Problem details =>
Once every line below with "huang" has been counted, state the total and nothing else.

Stored data =>
★ ★ ★ ★ ★ ★ ★

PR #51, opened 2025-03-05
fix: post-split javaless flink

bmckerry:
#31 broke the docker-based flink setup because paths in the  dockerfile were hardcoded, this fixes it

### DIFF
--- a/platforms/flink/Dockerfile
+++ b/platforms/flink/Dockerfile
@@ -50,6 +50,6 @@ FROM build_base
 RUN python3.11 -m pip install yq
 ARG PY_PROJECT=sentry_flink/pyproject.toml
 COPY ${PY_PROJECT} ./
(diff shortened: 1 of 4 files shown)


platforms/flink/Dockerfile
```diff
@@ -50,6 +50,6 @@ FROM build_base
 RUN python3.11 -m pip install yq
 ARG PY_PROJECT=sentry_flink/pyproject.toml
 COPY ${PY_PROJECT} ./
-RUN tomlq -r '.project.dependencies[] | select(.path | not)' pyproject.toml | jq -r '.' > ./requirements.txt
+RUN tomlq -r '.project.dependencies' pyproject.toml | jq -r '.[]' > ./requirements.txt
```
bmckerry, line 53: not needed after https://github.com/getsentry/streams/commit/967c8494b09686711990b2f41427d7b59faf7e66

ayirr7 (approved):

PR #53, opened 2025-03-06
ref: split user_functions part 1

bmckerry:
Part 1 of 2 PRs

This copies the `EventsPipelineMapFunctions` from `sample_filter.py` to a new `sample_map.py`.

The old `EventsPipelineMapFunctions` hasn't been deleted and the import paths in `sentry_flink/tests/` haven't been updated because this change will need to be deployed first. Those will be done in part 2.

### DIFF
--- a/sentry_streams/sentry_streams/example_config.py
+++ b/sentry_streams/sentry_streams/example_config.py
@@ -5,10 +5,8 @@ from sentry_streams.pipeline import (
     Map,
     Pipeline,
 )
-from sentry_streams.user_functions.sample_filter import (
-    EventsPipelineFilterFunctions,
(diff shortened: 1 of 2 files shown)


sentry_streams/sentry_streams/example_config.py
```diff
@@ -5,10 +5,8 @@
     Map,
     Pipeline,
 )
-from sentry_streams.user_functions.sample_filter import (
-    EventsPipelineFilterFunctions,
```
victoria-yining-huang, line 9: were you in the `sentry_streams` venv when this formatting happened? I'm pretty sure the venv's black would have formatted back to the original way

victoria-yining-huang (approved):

★ ★ ★ ★ ★ ★ ★

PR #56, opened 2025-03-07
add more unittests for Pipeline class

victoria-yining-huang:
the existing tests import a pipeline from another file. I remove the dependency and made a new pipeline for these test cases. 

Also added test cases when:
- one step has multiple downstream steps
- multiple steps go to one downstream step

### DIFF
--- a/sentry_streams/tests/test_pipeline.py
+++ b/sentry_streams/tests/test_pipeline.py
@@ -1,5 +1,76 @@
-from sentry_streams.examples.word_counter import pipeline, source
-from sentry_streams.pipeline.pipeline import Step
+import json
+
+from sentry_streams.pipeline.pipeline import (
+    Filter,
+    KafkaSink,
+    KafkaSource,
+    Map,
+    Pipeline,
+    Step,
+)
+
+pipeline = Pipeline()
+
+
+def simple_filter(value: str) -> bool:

★ ★ ★ ★ ★ ★ ★

Reply to the task =>
3